I still haven’t heard a remotely sufficient answer to the question of why, given estimates of catastrophe or extinction in the range of even 5 or 10%, these AI labs feel they have a right to plow ahead and basically just hope for the best? Especially since even if they “succeed” there’s a high chance what success looks like is mass unemployment and disempowerment.
Of course I know one reason - the risk/reward in all of this is a lot higher if you make 100 million along the way working at these labs, but still, the level of disregard being shown for your fellow man here is astonishing.
Getting everyone to take risks seriously, when there is no historical record for guidance, is next to impossible. With cyberattacks for instance you can point to historical data and make objective claims about risk, and any reasonable person will have to agree about those claims.
In domains like climate change, or AI safety, there is no historical record of black swan events. So to take a risk claim seriously, you have to believe someone's *story*, not their data.
Your "5 or 10% risk of extinction" is in truth a widely distributed set of personal beliefs. And there are clearly a lot of people who think that number is 0%, and are acting accordingly. It's hard to objectively refute them.

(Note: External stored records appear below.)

PR #2916, opened 2022-03-13
Format hex code in unicode escape sequences in string literals

### LINKED ISSUE #2067: Format the hex codes in Unicode/hex escape sequences (`\U`, `\u`, `\x`) in string literals
Currently, one can write either `"\U0001f977"` or `"\U0001F977"` which are equivalent but they look differently. Similarly, one can write `"\u200b"` or `"\u200B"` which also are equivalent but they look differently (do mind that `\U` and `\u` are NOT equivalent though; unless we also want to talk about shortening `"\U0000200b"` to `"\u200b"` which I guess would make sense but is probably a separate issue).

Right now, I'm forced to think whether I should use uppercase or lowercase letters as Black doesn't enforce it.

I think it would make sense to have these be consistent in some way, possibly in the same way as the numeric literals, although personally, I think it would make more sense to have it all uppercase in case of `\U0001F977` and all lowercase in case of `\u200b`. I definitely think that the `\u200b` should not be `\u200B` but I don't have a strong opinion on the `\U0001f977` vs `\U0001F977`.

Alternatives were not considered.

**Additional context**
None.

### LINKED ISSUE #2828: Format \N unicode escapes
**Describe the style change**

Black could have an opinion of the correct case for `\N` unicode escapes. For examples, formatting `\N{ox}` to `\N{OX}`.

```python
# This is not nice. All oxen should look the same.
print("\N{ox}\N{OX}")
```
**Desired style**

```python
# Now the oxen will be happier.
print("\N{OX}\N{OX}")
```

Upper-case is standard for these, I believe. (For example, in the [Python docs](https://docs.python.org/3/howto/unicode.html).)

This is related to [issue number 2067](https://github.com/psf/black/issues/2067).

Shivansh-007:
Closes #2067 
Closes #2828 

### Checklist - did you ...

- [X] Add new / update outdated documentation? -> n/a


src/black/linegen.py
```diff
@@ -255,6 +260,10 @@ def visit_factor(self, node: Node) -> Iterator[Line]:
         yield from self.visit_default(node)
 
     def visit_STRING(self, leaf: Leaf) -> Iterator[Line]:
+        if Preview.hex_codes_in_unicode_sequences in self.mode:
+            # Preview style only
```
felix-hilden, line 264:
```suggestion
```
No biggie, but the line above is pretty clear

src/black/strings.py
```diff
@@ -236,3 +246,30 @@ def normalize_string_quotes(s: str) -> str:
         return s  # Prefer double quotes
 
     return f"{prefix}{new_quote}{new_body}{new_quote}"
+
+
+def normalize_unicode_escape_sequences(leaf: Leaf) -> None:
+    """Replace hex codes in Unicode escape sequences with lowercase representation."""
```
felix-hilden, line 252: This will have to be thought out still, as [this comment](https://github.com/psf/black/issues/2067#issuecomment-1024993814) points out. My two cents: I prefer upper case, and since Black formats hex numbers to upper already I think it would be consistent. The Python repr argument is solid too, but we should think about changing hex literals as well then.

felix-hilden (commented):
Thanks for the PR once again! A comment and some nits below 👍 Let's discuss.

src/black/strings.py
```diff
@@ -236,3 +246,31 @@ def normalize_string_quotes(s: str) -> str:
...
+    text = leaf.value
+    prefix = get_string_prefix(text)
+
+    def replace(m: Match[AnyStr]) -> str:
```
JelleZijlstra, line 256:
```suggestion
    def replace(m: Match[str]) -> str:
```
Seems like you only handle strs here, not bytes. You can also remove a bunch of the str() calls below.

src/black/strings.py
```diff
@@ -18,6 +20,14 @@
     r"^([" + STRING_PREFIX_CHARS + r"]*)(.*)$", re.DOTALL
 )
 FIRST_NON_WHITESPACE_RE: Final = re.compile(r"\s*\t+\s*(\S)")
+UNICODE_RE = re.compile(
```
JelleZijlstra, line 23: Should probably also make this Final.

And using `re.MULTILINE` might be nice so you can put comments inside the regex.

src/black/strings.py
```diff
@@ -18,6 +20,14 @@
...
+    r"(\\+)("
+    r"(u([a-zA-Z0-9]{4}))"  # Formatting 16-bit unicodes i.e. \uxxxx
```
JelleZijlstra, line 25: Can remove the word "formatting", and "unicodes" isn't a thing, just say "characters" like https://docs.python.org/3.10/reference/lexical_analysis.html#string-and-bytes-literals

src/black/strings.py
JelleZijlstra: I'd rather not change hex numbers, we already changed our mind there a few times.

test.py
```diff
@@ -0,0 +1,10 @@
+x = "\x1f"
```
JelleZijlstra, line 1: stray file?

Shivansh-007: Yep, forgot to remove it before commiting.

src/black/strings.py
```diff
@@ -18,6 +20,15 @@
...
 )
 FIRST_NON_WHITESPACE_RE: Final = re.compile(r"\s*\t+\s*(\S)")
+UNICODE_RE: Final = re.compile(
+    r"(\\+)("
+    r"(u([a-zA-Z0-9]{4}))"  # Character with 16-bit hex value xxxx
+    r"|(U([a-zA-Z0-9]{0,8}))"  # Character with 32-bit hex value xxxxxxxx
+    r"|(x([a-zA-Z0-9]{2}))"  # Character with hex value hh
+    r"|(N\{([a-zA-Z0-9]{2})\})"  # Character named name in the Unicode database
+    r")",
+    re.MULTILINE,
```
JelleZijlstra, line 30: Sorry, I actually meant re.VERBOSE (https://docs.python.org/3/library/re.html#re.VERBOSE), which allows you to put comments and whitespace in the regex itself. re.MULTILINE isn't useful.

Shivansh-007: You actually got me there once originally. Done 👍🏻

CHANGES.md
```diff
@@ -12,7 +12,7 @@
 
 ### Preview style
 
-<!-- Changes that affect Black's preview style -->
+- Format hex code in unicode escape sequences in string literals (#2916)
```
JelleZijlstra, line 15:
```suggestion
<!-- Changes that affect Black's preview style -->

- Format hex code in unicode escape sequences in string literals (#2916)
```
Let's keep the comment

JelleZijlstra (approved):

src/black/strings.py
felix-hilden: So if we're not changing numbers (which I agree with), do y'all share the concern for consistency?

src/black/strings.py
```diff
@@ -236,3 +247,31 @@ def normalize_string_quotes(s: str) -> str:
         return s  # Prefer double quotes
 
     return f"{prefix}{new_quote}{new_body}{new_quote}"
+
+
+def normalize_unicode_escape_sequences(leaf: Leaf) -> None:
+    """Replace hex codes in Unicode escape sequences with lowercase representation."""
+    text = leaf.value
+    prefix = get_string_prefix(text)
```
ichard26, line 255: why not return early if this contains a `r` ?

```python
if "r" in get_string_prefix(text).lower():
    return
```

src/black/strings.py
```diff
@@ -236,3 +247,31 @@ def normalize_string_quotes(s: str) -> str:
...
+
+    def replace(m: Match[str]) -> str:
+        groups = m.groups()
+        back_slashes = groups[0]
+
+        if len(back_slashes) % 2 == 0 or prefix == "r":
```
ichard26, line 261: I'd prefer if you did not instead of comparing to zero :)

ichard26, line 261: This raw string check is too strict, you need to check for a `r` in a lowercased prefix, otherwise both of these cases crash with an AST safety error:

```python
no_touch = R"\xA1"
```

```python
no_touch = fr"\xA1"
```

src/black/strings.py
```diff
@@ -18,6 +20,15 @@
     r"^([" + STRING_PREFIX_CHARS + r"]*)(.*)$", re.DOTALL
 )
 FIRST_NON_WHITESPACE_RE: Final = re.compile(r"\s*\t+\s*(\S)")
+UNICODE_RE: Final = re.compile(
```
ichard26, line 23: Please rename this variable more specific, maybe `UNICODE_ESCAPE_RE`?

ichard26 (commented):
I won't comment on the actual formatting style, but I got quite a few other suggestions. Not sure if this is too minor, but I'd recommend checking this is covered in the Black code style documentation!

Thanks again!

src/black/strings.py
JelleZijlstra: For what it's worth I prefer `== 0` over relying on implicit boolean behavior.

ichard26: That's fair!

ichard26 (dismissed):
I forgot to mark my review as "request changes" which is relevant since this PR can still crash.

src/black/strings.py
ichard26: I'll note that this would be unnecessary if the other r-prefix related suggestion was implemented.

ichard26:
Hi @Shivansh-007, are you still able to and interested in working on this PR? If not, just lemme know and I'd be happy to pick it up!

felix-hilden:
Also the exact direction we'll be going towards is yet to be decided ([here](https://github.com/psf/black/pull/2916#discussion_r826165374)).

Shivansh-007:
Yeah sure @ichard26, sorry have been busy with school, let me know if something about my code is unclear.

src/black/strings.py
felix-hilden: My comments read a bit ambiguously. So to be clear, I'm proposing that we switch the formatting to be upper case to be consistent with hex numbers. Y'all in?

ichard26:
So it's been two months without any updates and that's because I'm not that interested on working on this PR to be honest. It's stale and I have a bunch of other things I'd like/need to work first. In interest of being a good maintainer by delegating tasks, I've remarked this PR as "up for grabs" (a term I stole from Python Discord's projects). Anyone who wants to pick up this PR and fix it up and finish it is totally welcome to.

I haven't looked at this PR enough to even know what needs to be done to get it review-ready, but I can think of these off the top of my head:

- Address merge conflicts
- Address review comments
  - Specifically decide whether we want to reformat escapes in lowercase or uppercase

felix-hilden:
Up-for-grabs seems like a neat idea, nice 👍

I think no other maintainers have yet expressed their opinion about lower vs. upper case. @ichard26 one way or the other?

src/black/strings.py
JelleZijlstra: Done

src/black/strings.py
JelleZijlstra: Indeed, removed this branch

src/black/strings.py
JelleZijlstra: Done

JelleZijlstra:
I brought this PR up to date, applied @ichard26's review suggestions, and fixed a few more things I noticed. I think this PR is now good to go unless we change our mind to go with uppercase (#2067).

JelleZijlstra:
I determined the legal characters in `\N` escapes by doing something like `[unicodedata.name(chr(i)) for i in range(65536)]` (but ignoring invalid characters) and taking the set of all characters in the output. The length of the names ranged from 3 to 83. However, `\N` also accepts aliases and I'm not sure how to get a list of all of those; the Python docs point to https://www.unicode.org/Public/14.0.0/ucd/NameAliases.txt but that doesn't include the "ox" alias for 🐂. I manually verified that there are no one-character aliases.

Jackenmen:
> However, `\N` also accepts aliases and I'm not sure how to get a list of all of those; the Python docs point to [unicode.org/Public/14.0.0/ucd/NameAliases.txt](https://www.unicode.org/Public/14.0.0/ucd/NameAliases.txt) but that doesn't include the "ox" alias for :ox: 

"ox" is the base name for :ox: so it's returned by `unicodedata.name()`.

JelleZijlstra:
Ah thanks, I should have gone past 65536 to include astral characters. That increases the length range from 2 to 88 but doesn't add more characters to the set of characters that appear in names.

JelleZijlstra:
Also the longest names are
```
In [13]: [n for n in names if len(n) > 80]
Out[13]: 
['ARABIC LIGATURE UIGHUR KIRGHIZ YEH WITH HAMZA ABOVE WITH ALEF MAKSURA ISOLATED FORM',
 'ARABIC LIGATURE UIGHUR KIRGHIZ YEH WITH HAMZA ABOVE WITH ALEF MAKSURA INITIAL FORM',
 'BOX DRAWINGS LIGHT DIAGONAL UPPER CENTRE TO MIDDLE LEFT AND MIDDLE RIGHT TO LOWER CENTRE',
 'BOX DRAWINGS LIGHT DIAGONAL UPPER CENTRE TO MIDDLE RIGHT AND MIDDLE LEFT TO LOWER CENTRE',
 'BOX DRAWINGS LIGHT DIAGONAL UPPER CENTRE TO MIDDLE RIGHT TO LOWER CENTRE TO MIDDLE LEFT',
 'BOX DRAWINGS LIGHT DIAGONAL UPPER CENTRE TO MIDDLE LEFT TO LOWER CENTRE TO MIDDLE RIGHT',
 'BOX DRAWINGS LIGHT DIAGONAL MIDDLE LEFT TO UPPER CENTRE TO MIDDLE RIGHT TO LOWER CENTRE',
 'BOX DRAWINGS LIGHT DIAGONAL MIDDLE RIGHT TO UPPER CENTRE TO MIDDLE LEFT TO LOWER CENTRE']
```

It’s also hard to refute the fact that these x-risk claims were made by the very same people who are now making billions and coincidentally now all share a different set of beliefs: that the true risk is any kind of regulation on their companies.
"It is difficult to get a man to understand something, when his salary depends on his not understanding it." -- Upton Sinclair
As soon as somebody has a financial stake in the outcome, it should recuse them from any discussion about risk or societal impact.